Familial Fitness
Disability, Adoption, and Family in Modern America
University of Chicago Press, January 2022
The first social history of disability and difference in American adoption, from the Progressive Era to the end of the twentieth century.
Disability and child welfare, together and apart, are major concerns in American society. Today, about 125,000 children in foster care are eligible and waiting for adoption, and while many children wait more than two years to be adopted, children with disabilities wait even longer. In Familial Fitness, Sandra M. Sufian uncovers how disability operates as a fundamental category in the making of the American family, tracing major shifts in policy, practice, and attitudes about the adoptability of disabled children over the course of the twentieth century.
Chronicling the long, complex history of disability, Familial Fitness explores how notions and practices of adoption have—and haven’t—accommodated disability, and how the language of risk enters into that complicated relationship. We see how the field of adoption moved from widely excluding children with disabilities in the early twentieth century to partially including them at its close. As Sufian traces this historical process, she examines the forces that shaped, and continue to shape, access to the social institution of family and invites readers to rethink the meaning of family itself.
360 pages | 5 halftones, 2 line drawings, 1 tables | 6 x 9
Disability Studies | History of Medicine | American History
Praise for FAMILIAL FITNESS
“With nuance and razor-sharp analysis, Sufian combines work in adoption studies and disability studies to offer a searching, critical, careful history lesson. Each chapter is rigorously researched and argued; each encapsulates its time period in unexpected ways. This book is a necessity and a major achievement.”

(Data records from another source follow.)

PR #2961, opened 2023-04-02
Assertion matcher

### LINKED ISSUE #2960: Assertion matcher
`ArgumentMatcher` returns true/false and it's enough for stubs.
However, for mocks false is not enough. When expectation is not meet, it is important why not meet. It means _rich-failure_ is needed, not just `false`

Actually _rich-failure_ can be achieved with `org.assertj.core.matcher.AssertionMatcher`.
It works but it's not handy: every assertion needs a class, when lambda is enough

michaldo:
Fixes #2960

Simplifies using custom matcher with assertions

### DIFF
--- a/ArgumentMatchersTest.java
+++ b/ArgumentMatchersTest.java
@@ -1,0 +1,39 @@
+package org.mockito;
+
+import org.junit.Test;
+import org.mockitoutil.TestBase;
+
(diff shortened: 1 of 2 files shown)


TimvdLippe:
Duplicate of #2949

PR #2965, opened 2023-04-05
Adds  `withoutAnnotations` parameter to `@Mock`

wezleytsai:
Allows setting `MockSettings#withoutAnnotations` using the `@Mock` annotation, similar to other settings that are already available.


src/main/java/org/mockito/Mock.java
```diff
@@ -132,6 +132,13 @@
      */
     String mockMaker() default "";
 
+    /**
+     * Mock will not attempt to preserve all annotation metadata, see {@link MockSettings#withoutAnnotations()}.
+     *
+     * @since 5.3.0
```
wezleytsai, line 138: Not sure if this is the correct next version

TimvdLippe (approved):
Thanks!

PR #2976, opened 2023-04-16
Bugfix 2974 fix npe

jfrantzius:
Fix NPE when root of type hierachy is reached


jfrantzius:
WDYT @TimvdLippe ?

TimvdLippe (approved):
Thanks!

PR #2983, opened 2023-04-21
Fixes 2972: Weakens visibility constraint

raphw:
Breaks spying on encapsulated objects where a super type in a different package declares only a protected constructor.


TimvdLippe (approved):
Awesome, thanks!

PR #2989, opened 2023-04-25
Fix #2915 Forbid spy on mocked interface

### LINKED ISSUE #2915: Verify on Spy Interface incorrect count of actual invocation
Hi,

At first, thanks for this awesome library. 

During a migration from mockito 4.4.0 to mockito 5.1.1 one of my test began to fail. 
It reported that the spied mock has 2 call one a method instead of one. 

I figured that  it has something to do with the new default [mockmaker](https://github.com/mockito/mockito/releases/tag/v5.0.0) since it's working with mockito-subclass.

Still, the message is misleading : it's suggesting that there is an error while the code works as expected.
Either there is a bug in the spy count , either the message should be changed to reflect that verify/spy on interface is impossible. 
(I may also have missed something :p ) 

Short failing example  java 11/ junit 5/ mockito 5.1.1

```java

class MyTest {

    @Test
    void testSpyMockInterfaceMockito5() {
        MInterface spiedInterface = spy(mock(MInterface.class));
        spiedInterface.add(0);
        verify(spiedInterface).add(0);
    }
}

interface MInterface {

    void add(Integer i);
}

/*
## Mockito 5.1.1 
org.mockito.exceptions.verification.TooManyActualInvocations:
mInterface$MockitoMock$b85WZhRq.add(0);
Wanted 1 time:
-> at MyTest.testSpyMockInterfaceMockito5(MyTest.java:21)
But was 2 times:
-> at java.base/jdk.internal.reflect.NativeMethodAccessorImpl.invoke0(Native Method)
-> at MyTest.testSpyMockInterfaceMockito5(MyTest.java:18)

## mockito 4.4.0 ok
## mockito-subclass 5.1.1 ok
 */
```

bmaggi:
A proposition of implementation for [2915](https://github.com/mockito/mockito/issues/2915) 

I only raise exception for interface since it's working with class.

### DIFF
--- a/src/main/java/org/mockito/Mockito.java
+++ b/src/main/java/org/mockito/Mockito.java
@@ -10,6 +10,7 @@ import org.mockito.internal.MockitoCore;
 import org.mockito.internal.creation.MockSettingsImpl;
 import org.mockito.internal.framework.DefaultMockitoFramework;
 import org.mockito.internal.session.DefaultMockitoSessionBuilder;
+import org.mockito.internal.util.MockUtil;
 import org.mockito.internal.verification.VerificationModeFactory;
 import org.mockito.invocation.Invocation;
 import org.mockito.invocation.InvocationFactory;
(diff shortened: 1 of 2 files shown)


bmaggi:
I changed the code forbid all mocks

TimvdLippe (approved):
Thank you!

PR #3004, opened 2023-05-08
Add a Json Matcher

SingingBush:
I find myself needing to create a custom _ArgumentMatcher_ for handling json structures occasionally so thought it may be worth having this available within mockito itself

### DIFF
--- a/build.gradle
+++ b/build.gradle
@@ -92,6 +92,8 @@ dependencies {
 
     compileOnly libraries.junit4, libraries.hamcrest, libraries.opentest4j
     implementation libraries.objenesis
+    implementation 'jakarta.json:jakarta.json-api:2.1.1'
+
 
     testImplementation libraries.assertj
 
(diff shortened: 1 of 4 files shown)


build.gradle
```diff
@@ -92,6 +92,8 @@ dependencies {
 
     compileOnly libraries.junit4, libraries.hamcrest, libraries.opentest4j
     implementation libraries.objenesis
+    implementation 'jakarta.json:jakarta.json-api:2.1.1'
```
TimvdLippe, line 95: `mockito-core` does not and should not have a lot of dependencies. We should not be adding a full JSON parser to it, as the vast majority of users won't need this. Since Mockito is in a lot of places, the lean dependency tree is a must.

Therefore, we can't add this dependency. I understand the use case and the alternative would be to ship our own, which we also don't want.

As such, I don't think we can ship this as part of `mockito-core`. Instead, you can ship this yourself in your own library for those that would like it?

SingingBush: ok no problem. I thought it may be the case as it's an understandable requirement. I have a gist that can be used to copy'n'paste into projects required.

PR #1719, opened 2020-10-26
RegGroup: Make blockchain_id readonly

Riddlerrr:
Task: https://www.pivotaltracker.com/story/show/175413599

RegGroup#blockchain_id became read-only and auto-generated for new RegGroups

WL 2020-10-26 14-02-35

It works both front-end and back-end parts

Also, I've changed API docs because `blockchain_id` is not required anymore but you still possible to set your own number.

### DIFF
--- a/spec/acceptance/api/v1/8_reg_groups_spec.rb
+++ b/spec/acceptance/api/v1/8_reg_groups_spec.rb
@@ -73,17 +73,14 @@ resource 'VIII. Reg Groups' do
 
     with_options scope: :reg_group, with_example: true do
       parameter :name, 'reg group name', required: true, type: :string
-      parameter :blockchain_id, 'reg group id on blockchain', required: true, type: :string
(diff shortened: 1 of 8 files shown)


spec/acceptance/api/v1/8_reg_groups_spec.rb
```diff
@@ -73,17 +73,14 @@
 
     with_options scope: :reg_group, with_example: true do
       parameter :name, 'reg group name', required: true, type: :string
-      parameter :blockchain_id, 'reg group id on blockchain', required: true, type: :string
+      parameter :blockchain_id, 'reg group id on blockchain', type: :string
```
aquabu, line 76: should mention in the API that the blockchain_id will be autogenerated on create and on update you won't be able to modify blockchain_id

aquabu (approved):

PR #1723, opened 2020-10-28
TransfersController API: Set description's default to empty string

Riddlerrr:
Task: https://www.pivotaltracker.com/story/show/175360834

Just changed default:
https://github.com/CoMakery/comakery-server/blob/81a8c17073a9a8dc9b91b83fc290f039f9bcd3ee/app/controllers/api/v1/transfers_controller.rb#L31

### DIFF
--- a/spec/controllers/api/v1/transfers_controller_spec.rb
+++ b/spec/controllers/api/v1/transfers_controller_spec.rb
@@ -84,6 +84,19 @@ RSpec.describe Api::V1::TransfersController, type: :controller do
         post :create, params: params
         expect(response).to have_http_status(:created)
       end
+
+      it 'fills default values for why, requirements and description' do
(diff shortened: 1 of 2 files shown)


spec/controllers/api/v1/transfers_controller_spec.rb
```diff
@@ -84,6 +84,19 @@
...
+
+      it 'fills default values for why, requirements and description' do
+        params = build(:api_signed_request, { transfer: valid_attributes.except(:why, :requirements, :description) }, api_v1_project_transfers_path(project_id: project.id), 'POST')
+        params[:project_id] = project.id
+
+        post :create, params: params
+        expect(response).to have_http_status(:created)
+
+        award = Award.last
+        expect(award.why).to eq '—'
```
Alexey1100, line 96: Maybe we should set these two to empty as well.

Riddlerrr: ok, no problem =)

Alexey1100 (approved):

aquabu (approved):

PR #1725, opened 2020-10-28
Create Synchronisation model and concern

Alexey1100:
Define reusable Syncrhonisable Concern to control syncrhonisation state


db/migrate/20201028102447_create_synchronisations.rb
```diff
@@ -0,0 +1,10 @@
+class CreateSynchronisations < ActiveRecord::Migration[6.0]
+  def change
+    create_table :synchronisations do |t|
+      t.references :synchronisable, polymorphic: true, index: { name: 'idx_syncs_on_sync_type_and_sync_id' }
+      t.integer :status
```
Alexey1100, line 5: default 0

app/models/concerns/synchronisable.rb
```diff
@@ -0,0 +1,52 @@
+module Synchronisable
+  extend ActiveSupport::Concern
+
+  included do
+    has_many :synchronisations, as: :synchronisable, dependent: :destroy
+
+    def min_seconds_between_syncs
+      0
```
Alexey1100, line 8: 0.01

db/schema.rb
```diff
@@ -452,6 +452,15 @@
     t.string "name"
   end
 
+  create_table "synchronisations", force: :cascade do |t|
+    t.string "synchronisable_type"
+    t.bigint "synchronisable_id"
+    t.integer "status"
```
Riddlerrr, line 458: Should it be `null: false`?

PR #1727, opened 2020-10-30
Add ability to hide testnets blockchains

Riddlerrr:
Tasks: https://www.pivotaltracker.com/story/show/175469614 and https://www.pivotaltracker.com/story/show/175483264

I've decided to always show the full list of blockchains for `comakery_admin`'s. Not sure if it correct.:
https://github.com/CoMakery/comakery-server/blob/4304400255de7eda9a2fc40cd463596e8e6a6f68/app/models/wallet.rb#L32

Spotify Premium 2020-10-30 15-27-49

Spotify Premium 2020-10-30 15-13-28


Alexey1100:
🤔
I think the list of the blockchains for Token and Wallet should be definitely the same, regardless account status, because a wallet using a testnet doesn't have a purpose without a token with the same network.

Which means we can extract all the blockchain availability logic into the Blockchain class.

app/models/concerns/belongs_to_blockchain.rb
```diff
@@ -17,6 +17,14 @@ def self.blockchain_for(name)
       "Blockchain::#{name.camelize}".constantize.new
     end
 
+    def self.testnets_available?
```
Alexey1100, line 20: Looks like duplicate of

https://github.com/CoMakery/comakery-server/blob/d79dfc56ba84f82f971f5743c313e51f010d0f0d/app/models/blockchain.rb#L27

Riddlerrr: Right 👍 , forgot to delete it

app/models/wallet.rb
```diff
@@ -16,12 +16,17 @@ class Wallet < ApplicationRecord
...
+    available_blockchains.map(&:key) - account.wallets.pluck(:_blockchain)
   end
 
   private
 
     def ore_id_and_pending?
       pending? && ore_id?
     end
+
+    def testnet_blockchains_available?
```
aquabu, line 29: remove?

spec/models/blockchain_spec.rb
```diff
@@ -7,6 +7,24 @@
...
+      is_expected.to include Blockchain::BitcoinTest
+      is_expected.to include Blockchain::Bitcoin
+    end
+
+    it 'do not returns testnets if TESTNETS_AVAILABLE set to false' do
+      ENV['TESTNETS_AVAILABLE'] = 'false'
+
+      is_expected.not_to include Blockchain::BitcoinTest
+      is_expected.to include Blockchain::Bitcoin
+    end
```
aquabu, line 26: may need to reset the ENV variable to what it started as after each test

probably should write a test to confirm null testnet value has the same result as true value

aquabu (approved):

PR #1729, opened 2020-11-02
Update Transfers API docs. Don't allow to delete ore_id sourced wallets.

Alexey1100:
API docs updates (https://www.pivotaltracker.com/story/show/175562603)
- Remove deprecated 'source' param
- Describe default 'transfer_type_id'
- Regenerate docs

Wallet updates (https://www.pivotaltracker.com/story/show/175360769, https://www.pivotaltracker.com/story/show/175522710)
- Throw an abort on the model level when destroying an OreId sourced wallet
- Handle abort in dashboard and api controllers
- Show wallet state instead of addres if address is not present
- Don't show remove button if wallet can not be removed


Alexey1100:
Closes:
https://www.pivotaltracker.com/story/show/175360769
https://www.pivotaltracker.com/story/show/175562603

aquabu (approved):

PR #1730, opened 2020-11-02
Introduce Algorand standard Asset token type

Riddlerrr:
Task https://www.pivotaltracker.com/story/show/175518070

I've changed `contract address` to `asset id` in the form:
CoMakery - Achieve Big Missions 2020-11-03 13-49-52

But I still store it in `Token.contract_address` in the DB.


app/controllers/tokens_controller.rb
```diff
@@ -76,6 +76,10 @@ def fetch_contract_details
     when /^[a-fA-F0-9]{40}$/
       qtum = Comakery::Qtum.new(host)
       @symbol, @decimals = qtum.fetch_symbol_and_decimals(params[:address])
+    when /^[a-zA-Z0-9]{58}$/ # AlgorandTest
```
Alexey1100, line 79: Since it's not a smart contract we don't need to dynamically fetch/update symbol and decimals.

app/javascript/components/TokenForm.jsx
```diff
@@ -316,7 +316,7 @@ class TokenForm extends React.Component {
               symbolLimit={0}
             />
 
-            {this.state['token[_token_type]'].match(/erc20|qrc20|comakery_security_token/) &&
+            {this.state['token[_token_type]'].match(/erc20|qrc20|comakery_security_token|asa/) &&
```
Alexey1100, line 319: Not a smart contract

app/models/token_type/asa.rb
```diff
@@ -0,0 +1,88 @@
+class TokenType::Asa < TokenType
+  # Generated template for implementing a new token type subclass
+  # See: rails g token_type -h
+
+  # Name of the token type for UI purposes
+  # @return [String] name
+  def name
+    'ASA'
```
Alexey1100, line 8: I believe name should be Algo, symbol ALGO

Alexey1100: @aquabu should we first implement ALGO coin or we doing Algorand smart contracts?

app/models/token_type/asa.rb
```diff
@@ -0,0 +1,88 @@
...
+  end
+
+  # Symbol of the token type for UI purposes
+  # @return [String] symbol
+  def symbol
+    'ASA'
```
Alexey1100, line 14: I think we can integrate dynamic symbol and decimals inside the subclass itself.
Same as with erc20/qrc20:

https://github.com/CoMakery/comakery-server/blob/5eb61e29fdae6d8d2b673d5ef4e298905982b09b/app/models/token_type/erc20.rb#L14

app/controllers/tokens_controller.rb
```diff
@@ -67,16 +67,20 @@ def update
...
 
-    case params[:address]
-    when /^0x[a-fA-F0-9]{40}$/
-      web3 = Comakery::Web3.new(host)
-      @symbol, @decimals = web3.fetch_symbol_and_decimals(params[:address])
-    when /^[a-fA-F0-9]{40}$/
-      qtum = Comakery::Qtum.new(host)
-      @symbol, @decimals = qtum.fetch_symbol_and_decimals(params[:address])
-    end
+    client =
```
Alexey1100, line 74: 👍

Later we can refactor all clients into a single interface (probably inside the token type subclass) and get rid of the case condition.

app/lib/comakery/algorand.rb
```diff
@@ -0,0 +1,24 @@
...
+  def symbol
+    asset_details.dig('asset', 'params', 'unit-name')
+  end
+
+  def decimals
+    asset_details.dig('asset', 'params', 'decimals')
+  end
+
+  def asset_details
+    @asset_details ||= get_request('/v2/assets/', @asset_id)
```
Alexey1100, line 17: Wondering if we can move `/v2/assets` into `Blockchain::Algorand#url_for_asset_api(id)`.

So all the urls will be contained inside the subclass.
And the wrapper will just call `@blockchain.url_for_asset_api(@asset_id)`

app/models/token_type/asa.rb
```diff
@@ -0,0 +1,103 @@
...
+  # Number of decimals
+  # @return [Integer] number
+  def decimals
+    @decimals ||= contract&.decimals&.to_i
+  end
+
+  # Wallet logo filename for UI purposes (relative to `app/assets/images`)
+  # @return [String] filename
+  def wallet_logo
+    nil
```
Alexey1100, line 26: We can add OreId logo here :)

https://aikon.com/static/media/ORE-ID.18a7f78c.zip

aquabu (approved):

Riddlerrr:
@aquabu It is ready to merge now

~ Susan Schweik, University of California, Berkeley
“Meticulously researched and powerfully argued, Familial Fitness transforms eighty years of disjointed policies into a compelling narrative demonstrating the centrality of disability to ideas about children’s worth and adoptability and to the construction of American families. Anyone interested in family policy, social work, disability, or adoption will want to read this book. A stunning achievement.
~ Molly Ladd-Taylor, York University
“What counts as a family? And what kind of person is sufficiently human to belong in one? This deeply researched, deeply felt book offers a fine-grained and usable history of changing constructions of ability/disability and of family in the twentieth century United States. Despite growing inclusiveness in defining who may be “adoptable” as the shift in language over time from ‘hard to place’ to ‘special needs,’ the stigmas attached to disability and to adoption continue to compound each other as they influence policy and practice in family-making, yet Sufian creates a timely and cautiously optimistic model for plotting a future with fewer structural barriers to individual and collective flourishing.”